- Interactive map of Zurmi
- Zurmi Location in Nigeria
- Coordinates: 12°51′N 6°44′E﻿ / ﻿12.850°N 6.733°E
- Country: Nigeria
- State: Zamfara State

Government
- • Local Government Chairman: Aminu Atiku Zurmi

Area
- • Total: 2,834 km^{2} (1,094 sq mi)

Population (2006 census)
- • Total: 293,837
- Time zone: UTC+1 (WAT)
- 3-digit postal code prefix: 882
- ISO 3166 code: NG.ZA.ZU

= Zurmi =

Zurmi is a town and Local Government Area in Zamfara State, Nigeria.

It has an area of 2,834 km^{2} and a population of 293,837 at the 2006 census.

The postal code of the area is 882. it shares border with Niger republic from the North and Katsina state from East
its end stop at the most populated village Gurbin Bore under Kwashabawa ward after crossed the inter-state bridge constructed in the early 1990, 4 years after the establishment of the whole state in 1996.

== Flooding ==
An official reported in 2020 that a flood calamity that struck Zamfara State on Wednesday damaged 110 homes in the local government area of Zurmi.

The Nigerian Metrological Agency (NiMet) has identified seven Local Government Areas in the state that it expects to be subjects to flood during the 2020 rainy season, including Zurmi.

== Climate ==
The temperature ranges from 15 °C (59 °F) to 38,8 °C (102 °F) year-round and is oppressively hot, cloudy, and windy during the dry season.

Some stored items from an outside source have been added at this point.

PR #5911, opened 2025-03-25
Validate if the graft chain contains any incompatible spec version

incrypto32:


lutter:
Is this to avoid an error when going from old stable hash to fast stable hash? Could we just convert the old format into the new one and let people graft across these versions? As long as the conversion is deterministic, the resulting PoI should also be deterministic since the graft point is fixed

incrypto32:
@lutter this is a completely unrelated PR, this is to prevent people from using subgraphs that graft on subgraphs with specVersion lower than 1.3.0 as source subgraphs for composed subgraphs to ensure consistency of the vid ordering

graph/src/data_source/subgraph.rs
```diff
@@ -286,15 +335,6 @@ impl UnresolvedDataSource {
         let kind = self.kind.clone();
         let source_manifest = self.resolve_source_manifest::<C>(resolver, logger).await?;
         let source_spec_version = &source_manifest.spec_version;
-
-        if source_manifest
```
zorancv, line 290: Do we enable nested source subgraphs?

graph/src/data_source/subgraph.rs
```diff
@@ -270,6 +270,55 @@ impl UnresolvedDataSource {
             .map(Arc::new)
     }
 
+    /// Recursively verifies that all grafts in the chain meet the minimum spec version requirement
+    async fn verify_graft_chain<C: Blockchain>(
```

=== Average temperature ===
The hot season, which runs from March 16 to May 22, lasts for 2.2 months and with daily highs that average more than 37,2 °C (99 °F). With average high temperatures of 38,8 °C (102 °F) and low temperatures of 25 °C (77 °F), April is the hottest month of the year in Zurmi. The average daily high temperature during the 1,6-month mild season, which runs from December 9 to January 29, is below 31,1 °C (88 °F). With an average low of 15,5 °C (60 °F) and high of 30,5 °C (87 °F), January is the coldest month of the year in Zurmi.